WASHINGTON -- Syria, Lebanon and Jordan postponed the departure of their negotiating teams yesterday for the second round of peace talks with Israel in Washington, joining the Palestinians in protest over Israel's planned deportation of 12 Palestinians from the occupied territories.
But U.S. officials said that they expected the Palestinians, Syrians, Jordanians and Lebanese to turn up in Washington, where the talks are scheduled to resume at the State Department on Tuesday.
The officials said that the four delegations apparently felt the need to make some gesture of protest over the Israeli actions but that none of them appeared to want to scuttle the talks over the issue.
The chief Palestinian spokeswoman, Hanan Ashrawi, said by telephone from her home in the West Bank that the Palestinians "are making our point" by delaying their departure. But she said it was her "surmise" that the Palestinians and others would end up going to Washington, now that the United States has strongly condemned the Israeli deportation orders.

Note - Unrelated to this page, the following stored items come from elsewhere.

PR #1539, opened 2022-07-12
Spectrum veiwer CSV output

samtygier-stfc:
### Issue

Closes 1537

### Description

### Testing 

### Acceptance Criteria 

### Documentation

### DIFF
--- a/mantidimaging/gui/windows/spectrum_viewer/view.py
+++ b/mantidimaging/gui/windows/spectrum_viewer/view.py
@@ -1,8 +1,9 @@
 # Copyright (C) 2022 ISIS Rutherford Appleton Laboratory UKRI
 # SPDX - License - Identifier: GPL-3.0-or-later
+from pathlib import Path
 from typing import TYPE_CHECKING, Optional
 
-from PyQt5.QtWidgets import QCheckBox, QVBoxLayout
+from PyQt5.QtWidgets import QCheckBox, QVBoxLayout, QFileDialog, QPushButton
 
 from mantidimaging.gui.mvp_base import BaseMainWindowView
 from mantidimaging.gui.widgets.dataset_selector import DatasetSelectorWidgetView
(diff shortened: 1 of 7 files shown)


mantidimaging/gui/windows/spectrum_viewer/view.py
```diff
@@ -72,3 +76,10 @@ def try_to_select_relevant_normalise_stack(self, name: str) -> None:
 
     def get_normalise_stack(self) -> Optional['UUID']:
         return self.normaliseStackSelector.current()
+
+    def get_csv_filename(self) -> Optional[Path]:
```
rbauststfc, line 80: Just a thought, but if we ever wanted to re-use the CSV output functionality then it's likely we would need to replicate this method in other views. Would there be any benefit to making this a static method in the `CSVOutput` class instead?

rbauststfc (approved):
Works well and the code looks good. I've made a small suggestion but feel free to ignore it and merge as is if you prefer. 🙂

I noticed a couple of small things that would be good to add to the to do list for the spectrum viewer, but not needed for this PR:

1) Would it be worth providing a default CSV output name in the save dialog so the user doesn't haven't to provide their own if they don't want to?

1) Not related to CSV saving, but I noticed if I switched stacks between two images of different sizes the image view doesn't appear to be auto-ranging (I first selected the flowers 512 x 512 and then selected the powder dataset).

mantidimaging/gui/windows/spectrum_viewer/view.py
samtygier-stfc: I don't think it belongs in core because it use Qt.

If we started using it more places BaseMainWindowView might be a better place. There might be a bit more that can be shared between the windows.

rbauststfc: Yes, I wondered about that but then checked core and it looks like we're using Qt in some of the operations there. If the intention is actually to keep Qt out of core, though, then better off leaving this where it is.

samtygier-stfc:
I've added the other bits to the project board https://github.com/orgs/mantidproject/projects/2/views/1

PR #1549, opened 2022-07-19
Spectrum CSV normalised output

### LINKED ISSUE #1545: CSV output of normalised spectrum
CSV should have sample, open and normalised values.

samtygier-stfc:
### Issue

closes #1545

### Description

This updates `save_csv()` to output the open beam and normalized values. `get_spectrum` is now controlled by the arguments instead of state in the model. The normalisation mode is now stored in the presenter as an Enum.

I also merged getting the whole spectrum with getting the RoI spectrum, by having the model keep a dict of RoIs, and creating and `all` roi. This should make it simple to support additional RoIs in the future.

I had an intermediate version d30204437bc904a1f522acc6c641070162a1eada, where `normalised` was still a bool, just moved to the presenter, but deceided an Enum was clearer (and allows some flexibility for additional normalisation modes).

I'm not completely happy with how the presenter maps back and forth between the bool of the normalised checkbox and the spectrum_mode. I.e. I'm not a fan of having to do `self.model.save_csv(path, self.spectrum_mode == SpecType.SAMPLE_NORMED)`. If the model holds a bool, then it makes the `get_spectrum()` calls more complicated. If it holds a bool and spectrum mode, then that is 2 values that could get out of sync. I'm open to ideas here.

Load up the 4 powders sample and open stacks
Open the Spectrum Viewer
Resize the ROI
Export the CSV
Check that the CSV file opens in a spreadsheet

Enable the Normalisation checkbox, and select the open beam stack
Export the CSV
Check that the CSV file opens in a spreadsheet, there should now be `open` and `norm` columns for all and roi.

### Documentation
Once all spectrum work is done

### DIFF
--- a/mantidimaging/gui/windows/spectrum_viewer/model.py
+++ b/mantidimaging/gui/windows/spectrum_viewer/model.py
@@ -10,6 +10,8 @@ from mantidimaging.core.data import ImageStack
 from mantidimaging.core.io.csv_output import CSVOutput
 from mantidimaging.core.utility.sensible_roi import SensibleROI
 
+ALL = "all"
+
 if TYPE_CHECKING:
     from mantidimaging.gui.windows.spectrum_viewer.presenter import SpectrumViewerWindowPresenter
 
@@ -34,7 +36,7 @@ class SpectrumViewerWindowModel:
         self._stack = stack
         self.tof_range = (0, stack.data.shape[0] - 1)
         height, width = self.get_image_shape()
-        self.set_roi("all", SensibleROI.from_list([0, 0, width, height]))
+        self.set_roi(ALL, SensibleROI.from_list([0, 0, width, height]))
         self.set_roi("roi", SensibleROI.from_list([0, 0, width, height]))
 
     def set_normalise_stack(self, normalise_stack: ImageStack) -> None:
@@ -90,7 +92,7 @@ class SpectrumViewerWindowModel:
         csv_output = CSVOutput()
         csv_output.add_column("tof_index", np.arange(self._stack.data.shape[0]))
 
-        for roi_name in ("all", "roi"):
+        for roi_name in (ALL, "roi"):
             csv_output.add_column(roi_name, self.get_spectrum(roi_name, SpecType.SAMPLE))
             if normalized:
                 if self._normalise_stack is None:
--- a/mantidimaging/gui/windows/spectrum_viewer/model.py
+++ b/mantidimaging/gui/windows/spectrum_viewer/model.py
@@ -1,5 +1,6 @@
 # Copyright (C) 2022 ISIS Rutherford Appleton Laboratory UKRI
 # SPDX - License - Identifier: GPL-3.0-or-later
+from enum import Enum
 from pathlib import Path
 from typing import TYPE_CHECKING, Optional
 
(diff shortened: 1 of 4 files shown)


rbauststfc:
It all seems to be working well. 🙂 I'm having a look through the code and just had a quick question at this stage - the code in the `get_spectrum` method is supporting an "OPEN" mode, but I can't see anywhere in the code that could actually request that mode. Is that something for the future and, if so, how might it work (just at a high-level)?

samtygier-stfc:
> the code in the `get_spectrum` method is supporting an "OPEN" mode, 

It is used in `SpectrumViewerWindowModel.save_csv()` so that the spectrum from the `_normalise_stack` can be written to the CSV.

rbauststfc:
> > the code in the `get_spectrum` method is supporting an "OPEN" mode,
> 
> It is used in `SpectrumViewerWindowModel.save_csv()` so that the spectrum from the `_normalise_stack` can be written to the CSV.

Ah yes, sorry, I think I spotted that on the first read through and then forgot about it after.

mantidimaging/gui/windows/spectrum_viewer/model.py
```diff
@@ -28,50 +34,69 @@ def set_stack(self, stack: ImageStack) -> None:
...
             return None
 
-    def get_spectrum(self) -> Optional['np.ndarray']:
+    @staticmethod
+    def get_stack_spectrum(stack: ImageStack, roi: SensibleROI):
+        left, top, right, bottom = roi
+        roi_data = stack.data[:, top:bottom, left:right]
+        return roi_data.mean(axis=(1, 2))
+
+    def get_spectrum(self, roi_name: str, mode: SpecType) -> Optional['np.ndarray']:
```
rbauststfc, line 62: A thought on the issue of mapping back and forth between a spectrum type, I wonder if we could resolve that by splitting up this method? So you would have `get_sample_spectrum`, `get_open_spectrum` and `get_sample_norm_spectrum`, keeping the `get_stack_spectrum` method to use within each of those. I think this would have the knock on effect that the presenter could just call the relevant method instead of having to pass in a type. In the places where the presenter needs to establish if we're normalising or not, could the view provide a method to get the status of the normalise checkbox and then the presenter could call that when it needs to find out if we're normalising instead of holding the state itself?

rbauststfc: Or the presenter could hold the boolean state that gets passed to `handle_enable_normalised` if we prefer not to keep looking it up.

mantidimaging/gui/windows/spectrum_viewer/model.py
```diff
@@ -28,50 +34,69 @@ def set_stack(self, stack: ImageStack) -> None:
         self._stack = stack
         self.tof_range = (0, stack.data.shape[0] - 1)
         height, width = self.get_image_shape()
-        self.roi_range = SensibleROI.from_list([0, 0, width, height])
+        self.set_roi("all", SensibleROI.from_list([0, 0, width, height]))
+        self.set_roi("roi", SensibleROI.from_list([0, 0, width, height]))
```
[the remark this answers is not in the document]
samtygier-stfc: Maybe for `"all"`, but for `"roi"` I think there will be multiple ROIs in the future, possible with user controllable names.

mantidimaging/gui/windows/spectrum_viewer/model.py
samtygier-stfc: Maybe, though it might move more complexity into the presenter. I think I'll come back to this later.

rbauststfc (approved):

rbauststfc (approved):

PR #1553, opened 2022-07-21
Spectrum viewer: handle changing stacks

### LINKED ISSUE #1550: Spectrum viewer handle switching stacks
A bit more needs to be done when switching stacks.

Auto Zoom if sized changed

Auto levels?

Handle switching to None

Handle selected stack being closed in main window.

samtygier-stfc:
### Issue

Closes #1550 

### Description

Handle some cases for changing stacks

- Make `SpectrumViewerWindowModel.set_stack()` handle None properly (Happens when stacks are closed in main window)
- Invert some `is not None` into `is None` guards
- Clear the view when setting stack to None
- Handle case where the `normalise_uuid` is not an open stack. Can happen momentarily while stacks are closing.
- Don't do anything in `handle_sample_change` and `handle_normalise_stack_change` if the stack has not actually changed.
- Implement a warning icon if normalisation cannot be done.
- Return an empty array for a normalisation spectrum if it can't be performed.

For all these cases the user should not see any exception messages

1)
Open dataset, open spectrum viewer.
With spectrum viewer still open, close the dataset in the main window.

2)
Open dataset, open spectrum viewer.
With spectrum viewer still open, close just the selected stack in the main window.

3)
Open dataset, open spectrum viewer.
With spectrum viewer still open, close just the normalise (flat/open) stack in the main window.

4)
Open 2 datasets with different dimensions
Open spectrum viewer, try setting the the normalisation stack to a stack from the other dataset
A warning icon should show, with a tool tip explaining the issue

5)
Open 2 datasets of different sizes.
Open spectrum viewer
Switch back and forth between different stacks for the sample
Check that the zoom is reset when the new stack is selected
Check that zoom does not get reset by changing the ToF range selector

### Documentation

Not needed

### DIFF
--- a/mantidimaging/gui/ui/spectrum_viewer.ui
+++ b/mantidimaging/gui/ui/spectrum_viewer.ui
@@ -86,17 +86,40 @@
          </spacer>
         </item>
         <item>
-         <widget class="QCheckBox" name="normaliseCheckBox">
-          <property name="layoutDirection">
-           <enum>Qt::LeftToRight</enum>
-          </property>
-          <property name="text">
-           <string>Normalise to open beam</string>
-          </property>
-          <property name="checked">
-           <bool>false</bool>
-          </property>
-         </widget>
+         <layout class="QHBoxLayout" name="horizontalLayout">
+          <item>
+           <widget class="QCheckBox" name="normaliseCheckBox">
+            <property name="layoutDirection">
+             <enum>Qt::LeftToRight</enum>
+            </property>
+            <property name="text">
+             <string>Normalise to open beam</string>
+            </property>
+            <property name="checked">
+             <bool>false</bool>
+            </property>
+           </widget>
+          </item>
+          <item>
+           <widget class="QLabel" name="normaliseErrorIcon">
+            <property name="sizePolicy">
+             <sizepolicy hsizetype="Fixed" vsizetype="Fixed">
+              <horstretch>0</horstretch>
+              <verstretch>0</verstretch>
+             </sizepolicy>
+            </property>
+            <property name="minimumSize">
+             <size>
+              <width>32</width>
+              <height>32</height>
+             </size>
+            </property>
+            <property name="text">
+             <string/>
+            </property>
+           </widget>
+          </item>
+         </layout>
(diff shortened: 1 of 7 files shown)


rbauststfc:
I've just had a play around with the functionality so far, but it looks good in terms of preventing exceptions. A couple of things I noticed:

1) When performing test 1, if you delete a dataset while an error is being displayed then the error icon isn't removed. Would it be worth doing that?

1) Should error icons only display if the normalise checkbox is selected? (this is made a bit more confusing by the bug on the project board about the normalise checkbox being deselected when the window first opens but the dropdown still being enabled, so the GUI appearance starts off out of sync)

1) When I was testing it initially took me a little while to get the tooltip to appear, and I had the advantage of knowing it was there to be found. There's a lot of space still available in the left hand panel, would it be worth displaying the error message somewhere there instead of in a tooltip?

samtygier-stfc:
1) I think that is ok, because normalisation can't be done without a stack

2) Yes, I like this idea

3) I think a tooltip is ok for now, it matches the indicators in the operations window that have a message on mouse over.

rbauststfc:
Zoom changes seem to be working well. I noticed that I get a RuntimeError if I load the powders dataset, select the normalise checkbox, then delete the dataset and reload it with the window still open. On reload, the following error is thrown:

```
2022-08-01 08:39:40,673 [mantidimaging.gui.windows.main.view:L453] ERROR: Traceback (most recent call last):
  File "\mantidimaging\mantidimaging\gui\windows\spectrum_viewer\presenter.py", line 57, in handle_sample_change
    self.show_new_sample()
  File "\mantidimaging\mantidimaging\gui\windows\spectrum_viewer\presenter.py", line 89, in show_new_sample
    self.view.set_spectrum(self.model.get_spectrum("roi", self.spectrum_mode), clear_all=True)
  File "\mantidimaging\mantidimaging\gui\windows\spectrum_viewer\model.py", line 84, in get_spectrum
    raise RuntimeError("No normalisation stack selected")
RuntimeError: No normalisation stack selected
```

rbauststfc (approved):

PR #1571, opened 2022-07-29
Prevent Reconstruction window previews updating while the window is closed

### LINKED ISSUE #1562: Reconstruction previews updated when new dataset is loaded with window closed
### Summary

If the Reconstruction window has been opened and then closed, deleting and then loading a new dataset still seems to trigger an update of the recon previews. It's not noticeable unless you have a reconstruction algorithm selected that takes long enough to display a progress dialog, like PDHG.

### Steps To Reproduce

1) Load a dataset.
1) Open the Reconstruction window and select PDHG as the recon algorithm. Set the iterations to something like 10 to ensure the preview generation takes long enough for this test.
1) Close the Reconstruction window.
1) Delete the dataset from the main window.
1) Load a dataset.

### Expected Behaviour

The dataset should load without the reconstruction previews being updated.

### Current Behaviour

The dataset loads and then a progress dialog for CIL PDHG appears. The dialog disappears once the reconstruction appears to have completed.

### Context

Current main, but has presumably been an issue since PDHG was added. The problem exists in version 2.3.

rbauststfc:
### Issue

Closes #1562

### Description

The problem was being caused because when a stack is loaded it causes a `model_changed` signal to be emitted. This triggers the DatasetSelectorWidget to reload it's dataset, which in turn emits a `stack_selected_uuid` signal. In the recon window, this triggers a call to method `set_stack_uuid`, which wasn't checking if the window was visible before refreshing the previews. This PR adds that check using the same approach as we already use when a stack is changed. If both the `stack_changed` and `model_changed` signals have been emitted while the reconstruction window was closed then it's the change in the selected stack (i.e. the `model_changed` signal) that will be applied.

See steps given on issue.
Check that the preview is still updating when needed.

### Documentation

### DIFF
--- a/docs/release_notes/next.rst
+++ b/docs/release_notes/next.rst
@@ -34,6 +34,7 @@ Fixes
 - #1496 : OutliersFilter IndexError when using sinograms
 - #1515 : Unlink axis in recon window
 - #1351 : Double clicking reconstruct buttons can cause RunTimeError
+- #1562 : Stop reconstruction previews updating when window is closed
 
 
 Developer Changes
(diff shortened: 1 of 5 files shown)


samtygier-stfc (approved):
Thanks, fixes the issue.

samtygier-stfc (approved):

PR #1572, opened 2022-08-01
Update installation doc

### LINKED ISSUE #1563: Remove compiler (gcc) from installtion docs
### Desired Behaviour

The installation docs currently say
"gcc - needed for compiling some python modules"
~~This should be updated to say a C++ compiler. and recommend gcc on linux, and Microsoft Visual Studio Build Tools on windows.~~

At the first round of Washington negotiations in December, Israel postponed its delegation's arrival in protest the venue of the talks, which it had wanted to hold in the Middle East.
While the postponements are troubling, U.S. officials are more -- worried about another issue that could have a far more lasting and explosive impact on the negotiations: Israel's pending request for $10 billion in housing loan guarantees to resettle Soviet Jews.
The loan request is coming up for reconsideration coincidental with this second round of peace talks in Washington, and how the Bush administration responds to it could drive either Israel or the Arabs away from the negotiating table.
When the Israeli loan guarantee request was first made last September, the Bush administration insisted despite Israeli complaints that it be postponed 120 days so that the issue would not complicate Washington's efforts to get the first round of the peace talks convened in Madrid, Spain.
The reason the loan issue might have complicated the peace talks is that the administration intends to demand certain restrictions on any new settlements that Israel might build as a precondition for the loan guarantees.
vTC U.S. officials knew that this demand would lead to a dispute with the Israeli government that might have dissuaded Israel from taking part in the peace talks.
Administration officials say recent actions by the Israeli government have not diminished the inclination of President Bush and Secretary of State James A. Baker III to insist on restrictions on Israel's use of any U.S. loan guarantees in building settlements in the occupied West Bank and Gaza Strip.
The actions U.S. officials point to range from the Israeli government's decision to allow Jewish settlers to buy homes in Silwan, an Arab neighborhood in East Jerusalem, over the protests of Mayor Teddy Kollek, to Prime Minister Yitzhak Shamir's promise to far-right members of his coalition last week that he would spend two-thirds of his 1992 housing construction budget -- $350 million -- on new Jewish settlements.
According to senior administration officials, no decisions have been made yet on how Washington will respond to the Israeli request. All the administration has been telling the Israelis for the past four months is that if and when such guarantees are granted, Washington reserves the right to attach certain "terms and conditions" on how the money is spent.
A senior administration official said the issue would be addressed when President Bush returns from Asia. "I would not speculate on what the outcome might be," the official said.
The loan guarantees would allow Israel to raise money from commercial banks at preferential rates of interest. The cost to the U.S. budget depends on certain accounting rules but probably would require at least $200 million to be set aside.
Interestingly, many prominent American Jews, who actively lobbied the administration for the guarantees in September, have since adopted a much more low-key approach.
In part, they recognize that the mood in America has shifted against foreign aid. In part, they realize that pro-Israeli members of Congress cannot pass the guarantees without Mr. Bush's endorsement, and therefore the Israelis are simply going to have to negotiate with Mr. Bush about his terms. Their shift in approach is also a silent protest against Mr. Shamir's policies.